Polícia Civil instaura inquérito para apurar morte de jovem após explosão

(Foto: Reprodução/Redes Sociais)

A Polícia Civil instaurou inquérito para apurar a morte de Fernando Aparecido Miguel, 26, que morreu após a explosão de um cilindro de uma empresa de extintores localizada à rua Poços de Caldas, na Vila Brasil, em São João da Boa Vista (SP), na tarde desta terça-feira (30).

Paulo Hadich, delegado titular da Delegacia Seccional de São João da Boa Vista, informa que o equipamento que faz a recarga teria sido construído artesanalmente pelo pai do proprietário da empresa Mega Fire Extintores.

Conforme reportado por Hadich ao G1, o que se sabe até agora é que o equipamento não suportou a pressão, o que motivou a explosão. “O porquê não suportou a pressão é o que a perícia complementar feita em laboratório no IC (Instituto de Criminalística) vai determinar em 30 dias”, afirmou.

A empresa foi procurada pelo G1 e informou que, por enquanto, vai aguardar o resultado do laudo para entender o que aconteceu.

O Cerest (Centro de Referência em Saúde do Trabalhador) informou que apura o caso e que vai fazer uma perícia no local. Já a Prefeitura de São João afirmou que a empresa está com o alvará de funcionamento regularizado e com a vistoria do Corpo de Bombeiros em dia.

O sepultamento do corpo de Fernando Aparecido Miguel está previsto para às 16:30h desta quarta-feira (31), no Cemitério Municipal São João Batista, em São João da Boa Vista (SP).

ACIDENTE

O acidente com Miguel ocorreu no final da tarde desta terça-feira (30). Segundo o Corpo de Bombeiros, Pépe, como era conhecido, manuseava o extintor em um procedimento de recarga quando a explosão aconteceu, o atingindo na região do pescoço e resultando em intenso sangramento.

Ele teve parada cardiorrespiratória e chegou a ser socorrido pelos bombeiros à Santa Casa Dona Carolina Malheiros, mas não resistiu aos ferimentos.

Segundo O MUNICIPIO apurou, moradores das redondezas ficaram bastante assustados com o barulho da explosão, que chegou a estremecer alguns imóveis vizinhos ao local.

Paulo Hadich, delegado seccional de São João, afirmou que inquérito já foi aberto — (Foto: Reprodução/Paulo Chiari/EPTV)

INVESTIGAÇÃO

Conforme Paulo Hadich, a Polícia Civil colheu informações após o acidente e soube que o equipamento construído artesanalmente, chamado de ‘pulmão’ de recarga, foi instalado na empresa há três meses.

Segundo o seccional, o inquérito vai apurar a forma como o equipamento foi montado e se respeita as normas de construção e especificação. “A princípio acreditamos que não, senão teria suportado a pressão, já que foi construído para essa finalidade. Se houve a explosão do equipamento, é porque houve alguma falha”, disse.

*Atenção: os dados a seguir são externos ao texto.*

PR #4123, opened 2024-01-30
Mark new scan results as in progress for Plus users

Vinnl:
**Submitting for input on the general approach, and on how to test. Will fix the test later, but figured I'd submit this so people know this code exists.**

# References: 
Jira: MNTOR-2865
Figma: N/A

# Description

Ainda de acordo com ele, a vítima trabalhava como auxiliar geral. “Nós vamos verificar se possuía formação especifica para essa função, qual era essa formação necessária. Se estava inadequadamente, o proprietário também vai ser responsabilizado”, afirmou.

Nos próximos dias serão ouvidos formalmente familiares, funcionários e responsáveis pela empresa. “Embora seja um acidente de trabalho, é extremamente grave porque a empresa deve fornecer aos trabalhadores as condições adequadas para que eles desempenhem a sua função”, completou o delegado.